(Entries taken from a collection)
● ● ● ● ● ● ●

PR #213, opened 2024-02-13
feat(replays): add replay event to recording schema

JoshFerge:
We're now sending the replay_event to the recording consumer on an optional key. Produced in https://github.com/getsentry/relay/pull/3035, recording consumer change forthcoming


JoshFerge:
i'm a a bit confused -- adding an optional field is considered a breaking change?

lynnagara:
technically yes if additionalProperties = true, as any type would have been accepted before, and adding the property usually makes it stricter. In this case, since it's bytes and you haven't specified a type, the warning is wrong

lynnagara (approved):

PR #214, opened 2024-02-13
feat: Topic config

lynnagara:
This repo should be the source of truth for creating topics needed across various services with the correct configuration. Topics can now specify topic creation config.

This also adds all of the commit log topics and snuba dlq topics. This is needed as those topics has specific creation config that is required, and we want to have this in one place.

This replaces https://github.com/getsentry/snuba/blob/6a015671c9516af23895f04247840feaa3617c44/snuba/utils/streams/topics.py (and is where i generated these initial configs from)

Also makes the `get_topic` function public so it can be used from Snuba and other places


evanh (approved):

untitaker (approved):

python/tests/test_valid_topic_data.py
```diff
@@ -77,6 +81,7 @@ def test_all_topics() -> None:
 
     topics_dir = _TOPICS
     for filename in topics_dir.iterdir():
+        print(filename)
```
fpacifici, line 84: I guess this is not intentional

topics/group-attributes.yaml
```diff
@@ -12,3 +12,5 @@ schemas:
     resource: group-attributes.v1.schema.json
     examples:
       - group-attributes/1/
+topic_creation_config:
+  message.timestamp.type: LogAppendTime
```
fpacifici, line 16: Were these wrong or did you just want to add LogAppendfTime by default ?

CODEOWNERS
```diff
@@ -1,50 +1,71 @@
...
+/topics/outcomes.yaml                                          @getsentry/owners-snuba
+/topics/snuba-metrics.yaml                                     @getsentry/owners-snuba
+/topics/snuba-generic-metrics.yaml                             @getsentry/owners-snuba
+/topics/generic-events.yaml                                    @getsentry/owners-snuba @getsentry/issues
+/topics/ingest-replay-events.yaml                              @getsentry/owners-snuba @getsentry/replay
+/topics/processed-profiles.yaml                                @getsentry/owners-snuba @getsentry/profiling
+/topics/profiles-call-tree.yaml                                @getsentry/owners-snuba @getsentry/profiling
+/topics/group-attributes.yaml                                  @getsentry/owners-snuba @getsentry/issues
+/topics/snuba-spans.yaml                                       @getsentry/owners-snuba @getsentry/profiling
+/topics/snuba-metrics-summaries.yaml                           @getsentry/owners-snuba @getsentry/profiling
```
fpacifici, line 18: Have you ever considered laying out the repo in order to allow product teams to have their own directory that contain topic, schema and examples so that code owners do not have to be updated for each new topic ?
I'd be curious to hear if that was considered and discarded.

lynnagara: I haven't personally considered it. Though my feeling is that layout is probably good for codeowners and not a lot else. I think that layout comes with it's own challenges. You can see it in Snuba's dataset layout for example which uses something like what you mention. There I find it hard to find the right files when they are nested and it also means startup time for consumers (which only care about one storage) is pretty suboptimal as everything must always be loaded beforehand, and the code to load everything gets pretty complicated.

PR #218, opened 2024-02-15
feat: Export list_topics

lynnagara:
So it can be used to create all topics


fpacifici:
> So it can be used to create all topics

What is the goal ?

lynnagara:
can be used to bootstrap topics in different environments - e.g. self hosted / devserver could use it to bootstrap every topic. we could sync it with the values in the ops repos so make sure they're aligned. basically make sure this list stays in sync with any topics referenced elsewhere

PR #220, opened 2024-02-20
perf(gen-metrics): Remove value validation for indexer schema

john-z-yang:
### Overview

The indexer does not care about what the value field is, the validation for value should happen further down the pipeline. Updates the schema to remove value field constraints.

### DIFF
--- a/schemas/ingest-metrics.v1.schema.json
+++ b/schemas/ingest-metrics.v1.schema.json
@@ -40,53 +40,7 @@
             "type": "string"
           }
         },
-        "value": {
-          "anyOf": [
-            {
-              "title": "counter_metric_value",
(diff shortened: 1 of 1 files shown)


lynnagara (approved):

ayirr7:
This looks good to me. Overall, this just means we're skipping validation for `values` in the indexer, right? (And this also applies for release health since they share the schema)

ayirr7 (approved):

john-z-yang:
> This looks good to me. Overall, this just means we're skipping validation for `values` in the indexer, right? (And this also applies for release health since they share the schema)

Yeah we're just checking that the field exists, nothing else

PR #222, opened 2024-02-23
Add encoded series to metrics schemas

john-z-yang:
### Overview

1. Revert my previous change where I removed the metrics type restrictions.

2. Add encoded series data to metrics payload. This current iteration does not change anything functionally, it just add support for a plain array type. But in the future we want something like

```json
{
  "value": {
    "format": "zstd",
    "data": "<b64 encoded zstd goes here>"
  }
}
```


examples/snuba-generic-metrics/1/snuba-generic-metrics-dist-encoded-plain-array.json
```diff
@@ -0,0 +1,25 @@
...
+  "mapping_meta": {
+    "d": { "65560": "d:spans/duration@second" },
+    "h": {
+      "9223372036854776017": "session.status",
+      "9223372036854776010": "environment"
+    },
+    "f": { "65691": "metric_e2e_spans_dist_k_VUW93LMS" }
+  },
+  "type": "d",
+  "value": { "format": "array", "data": [0.0, 1.1, 2.2, 3.3, 4.4, 5.5] }
```
ayirr7, line 24: @Dav1dde Maybe let's just double check that this matches with what we expect Relay to output

schemas/ingest-metrics.v1.schema.json
```diff
@@ -40,7 +40,79 @@
             "type": "string"
           }
         },
-        "value": {},
+        "value": {
```
ayirr7, line 43: Is there a reason why we decided to re-fill the `value` field here?

john-z-yang: Because type checking gets really annoying, also I realized that disabling that validation won't do us much good in terms of performance because large arrays will be sent as b64 strings anyways

examples/snuba-generic-metrics/1/snuba-generic-metrics-dist-encoded-plain-array.json
Dav1dde: That's what Relay sends:

https://github.com/getsentry/relay/blob/bacbfbede5f1d57140968c202f1c544b9c1d35ce/tests/integration/test_metrics.py#L1877-L1879

schemas/ingest-metrics.v1.schema.json
```diff
@@ -40,7 +40,79 @@
...
+          "anyOf": [
+            {
+              "title": "encoded_series_metric_value",
```
Dav1dde, line 46: Should we include the `array` format name here?

I would define each possible format separately in the schema as part of the `anyOf` and not mix fields. Slightly more duplication but a lot cleaner separation. E.g. how I sketched in the epic:

```
{
  "anyOf": [
    {
      "type": "object",
      "properties": {
        "format": { "const": "array" },
        "data": { "type": "array", "items": { "type": "number" } }
      }
    },
    {
      "type": "object",
      "properties": {
        "format": { "const": "zstd" },
        "data": { "type": "string" }
      }
    },
    ... gauges, counters, legacy sets and distributions ...
  ]
}
```

schemas/ingest-metrics.v1.schema.json
```diff
@@ -40,7 +40,79 @@
...
+              "type": "object",
+              "properties": {
+                "format": {
+                  "enum": ["array"]
```
Dav1dde, line 50: This can be const (I believe that is supported in the schema)

schemas/ingest-metrics.v1.schema.json
john-z-yang: Ah I see, I might have missed that point when discussing this with you. Updating this now

schemas/ingest-metrics.v1.schema.json
john-z-yang: Done

Dav1dde (approved):

PR #224, opened 2024-02-28
feat: Add outcomes-billing topic

lynnagara:


topics/outcomes.yaml
```diff
@@ -6,7 +6,6 @@ services:
     - getsentry/sentry
     - getsentry/relay
   consumers:
-    - getsentry/sentry
```
lynnagara, line 9: I assume this was a typo, we have no consumer in sentry for outcomes

untitaker: there is one in getsentry

untitaker (approved):

topics/outcomes.yaml
lynnagara: ah ok

PR #227, opened 2024-03-01
feat(replay): Config new ingest-feedback-events topic

aliu3ntry:
https://getsentry.atlassian.net/browse/OPS-5317
https://github.com/getsentry/sentry/issues/66100

New kafka topic for user feedback events, sourced from feedback widget or crash report modal. Schema is identical to ingest-events since feedback is currently in this topic.
- Pipeline = user-feedback (new), since this product does not depend on, and is not depended on, by other topics.
- Cluster = replays, since replay team owns user feedback. We expect the volume to be too low to justify its own cluster.

Schema references (structure of the message payload):
- [SDK](https://develop.sentry.dev/sdk/event-payloads/types/#userreportv2context)
- [relay](https://github.com/getsentry/relay/blob/69c8a18ab3c359b783bf99c8c42d0135213fd463/relay-event-schema/src/protocol/contexts/user_report_v2.rs#L14)
- [relay example](https://github.com/getsentry/relay/blob/69c8a18ab3c359b783bf99c8c42d0135213fd463/tests/integration/test_feedback.py#L4)
---> logging in this fx was used to create one of the 2 examples

Also see https://github.com/getsentry/sentry/pull/66484


topics/ingest-feedbacks.yaml
```diff
@@ -0,0 +1,17 @@
+topic: ingest-feedbacks
```
lynnagara, line 1: isn't feedback the plural of feedback?

topics/ingest-feedbacks.yaml
```diff
@@ -0,0 +1,17 @@
...
+pipeline: replays
```
lynnagara, line 2: is it actually part of the replays product? isn't this just general user feedback which may or may not be associated with a replay?

topics/ingest-feedbacks.yaml
```diff
@@ -0,0 +1,17 @@
...
+description: User feedback widget events
+services:
+  producers:
+    - getsentry/sentry
+  consumers:
+    - getsentry/sentry
```
lynnagara, line 8: just out of curiosity, why does this moving to Kafka at all if Sentry is both producer and consumer and it is low volume? Our existing user feedback product is not a Kafka pipeline.

topics/ingest-feedbacks.yaml
```diff
@@ -0,0 +1,17 @@
...
+schemas:
+  - version: 1
+    compatibility_mode: none
+    type: json
+    resource: events.v1.schema.json
+    examples:
+      - events/1/
```
lynnagara, line 15: you need to provide a schema as well as examples for your new topic

topics/ingest-feedbacks.yaml
```diff
@@ -0,0 +1,17 @@
...
+topic_creation_config:
+  message.timestamp.type: LogAppendTime
```
lynnagara, line 17: I don't think you need this, you can remove the whole topic_creation_config block unless you have some special configuration you want to enforce

topics/ingest-feedbacks.yaml
aliu3ntry: yeah technically, but I think we're thinking of each event in this topic, or each user submission, as a "feedback", so the s makes this clear
@cmanallen

topics/ingest-feedbacks.yaml
aliu3ntry: made a mistake, producer is relay

topics/ingest-feedbacks.yaml
aliu3ntry: yes it's not always associated. can you elaborate on what "pipeline" is for? 

The idea was to use the same cluster/infrastructure, not cause the products are dependent, but because the same team owns them. Also to save costs

lynnagara: it provides an view on what features are linked together and how data flows through the system.

As an example, if `ingest-events` is broken, then data is not going through to `events` and other related topics as well.

It's got nothing to do with which teams are working on what at sentry at any given point it time (which unfortunately seems to change every quarter).

I think you could probably just make this `errors` here, since it's moving from the shared errors topic today.

topics/ingest-feedbacks.yaml
lynnagara: Based on Colton's comment https://github.com/getsentry/sentry/pull/66169#discussion_r1511527232
it sounds a lot like this is supposed to match the schema of `ingest-events`, not `events`

topics/ingest-feedbacks.yaml
aliu3ntry: Ok, thanks for the explanation! what does the `errors` pipeline's dependency chain look like?
I think part of the reason we want to move it off that topic is because feedback is _not_ dependent -- see motivation in https://github.com/getsentry/sentry/issues/66100. Thoughts on making a new pipeline for this topic?

Also, can we still have it on the same cluster, if it's a different pipeline? And does cluster need to be defined in some config file?

lynnagara: There's quite a few things in the errors pipeline (you can search for the files in this director that contain `errors` if you want to see some example topics). New pipeline sounds fine -- you can just change it here to `user-feedback` or whatever you like here, there's nothing else to do.

Yes, the cluster topology is independent and can always be mapped to whatever kafka cluster you like per environment later.

topics/ingest-feedbacks.yaml
lynnagara: If the schema/examples are different or going to diverge, I would suggest making a different file now, but i leave that up to you.

But what i'm specifically saying is that `events` is not the same as `ingest-events` at all. It sounds like today the schema more closely matches `ingest-events` since they are literally combined today. `events` is an entirely different thing.

aliu3ntry:
Summary of last commit:
- move to new 'user-feedback' pipeline
- add an initial schema generated from a widget feedback (captured by chrome dev tools) and https://github.com/glideapps/quicktype
- rename to 'ingest-feedback-events' since 'FeedbackEvent' seems to be the corresponding type in Django + SDK/typescript

Open to discussion on the renaming!

CODEOWNERS
```diff
@@ -2,6 +2,7 @@
 /topics/ingest-metrics.yaml                                    @getsentry/owners-ingest @getsentry/owners-snuba
 /topics/ingest-performance-metrics.yaml                        @getsentry/owners-ingest @getsentry/owners-snuba
 /topics/ingest-replay-recordings.yaml                          @getsentry/owners-ingest @getsentry/owners-snuba @getsentry/replay
+/topics/ingest-feedback-events.yaml                            @getsentry/owners-ingest @getsentry/owners-snuba @getsentry/replay
```
lynnagara, line 5: you can remove @getsentry/owners-ingest

topics/ingest-feedback-events.yaml
```diff
@@ -0,0 +1,15 @@
...
+    - getsentry/relay
+  consumers:
+    - getsentry/sentry
+schemas:
+  - version: 1
+    compatibility_mode: none
+    type: json
+    resource: ingest-feedback-events.v1.schema.json
+    examples:
+      - feedback-events/1/
```
lynnagara, line 15: just a nit but by convention, we try and align all the namings to make things easier to find here. do you mind making this folder `ingest-feedback-events` too?

examples/ingest-feedback-events/1/widget-react.json
```diff
@@ -0,0 +1,88 @@
...
+    "organization.slug": "sentry",
+    "plan": "am2_business_ent_auf",
+    "plan.name": "Business",
+    "plan.max_members": "null",
+    "plan.total_members": "323",
+    "plan.tier": "am2",
+    "timeOrigin.mode": "navigationStart"
+  },
+  "user": {
+    "ip_address": "98.51.47.219",
```
aliu3ntry, line 80: oops might have committed some of my own PII. Is there a need to revert?

examples/ingest-feedback-events/1/widget-react.json
```diff
@@ -0,0 +1,88 @@
...
+    "email": "andrew.liu@sentry.io",
```
bruno-garcia, line 81: client IPs are usually dynamic and rotate with time. It's fine to edit the PR before merging
Your email is in your git commits too btw so not a big deal

```suggestion
    "ip_address": "192.168.47.219",
    "email": "andrew.liu@example.com",
```

aliu3ntry: oh yeah and everything's squashed right, so no prob. thanks!

topics/ingest-feedback-events.yaml
```diff
@@ -0,0 +1,15 @@
...
+description: User feedback events from SDK
+services:
+  producers:
+    - getsentry/relay
+  consumers:
+    - getsentry/sentry
+schemas:
+  - version: 1
+    compatibility_mode: none
+    type: json
```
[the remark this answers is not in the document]
aliu3ntry: @JoshFerge I believe you mentioned this in our team sync? We use json, right?

topics/ingest-feedback-events.yaml
```diff
@@ -0,0 +1,15 @@
...
+    resource: ingest-feedback-events.v1.schema.json
+    examples:
+      - ingest-feedback-events/1/
```
lynnagara, line 15: One more thing -- let's add the `max.message.bytes` for this topic too? We don't want a repeat of today's INC-670 where no one is sure what the topic's max size is.

examples/ingest-feedback-events/1/widget-angular.json
```diff
@@ -0,0 +1,67 @@
+{
```
lynnagara, line 1: How come these examples don't have project_id? Isn't that a required field in user feedback? It's not on the schema either.

aliu3ntry:
Turns out relay wraps my previous schema in the msgpack 'payload' field, as an encoded JSON string. So the new schema is identical to ingest-events. Bytes is a not a valid jsonschema type so we have to omit type from 'payload'

lynnagara (approved):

● ● ● ● ● ● ●

- **Problem**
Every line above that holds "same" should be copied out.

- **Response to the task**
The idea was to use the same cluster/infrastructure, not cause the products are dependent, but because the same team owns them. Also to save costs
Also, can we still have it on the same cluster, if it's a different pipeline? And does cluster need to be defined in some config file?
But what i'm specifically saying is that `events` is not the same as `ingest-events` at all. It sounds like today the schema more closely matches `ingest-events` since they are literally combined today. `events` is an entirely different thing.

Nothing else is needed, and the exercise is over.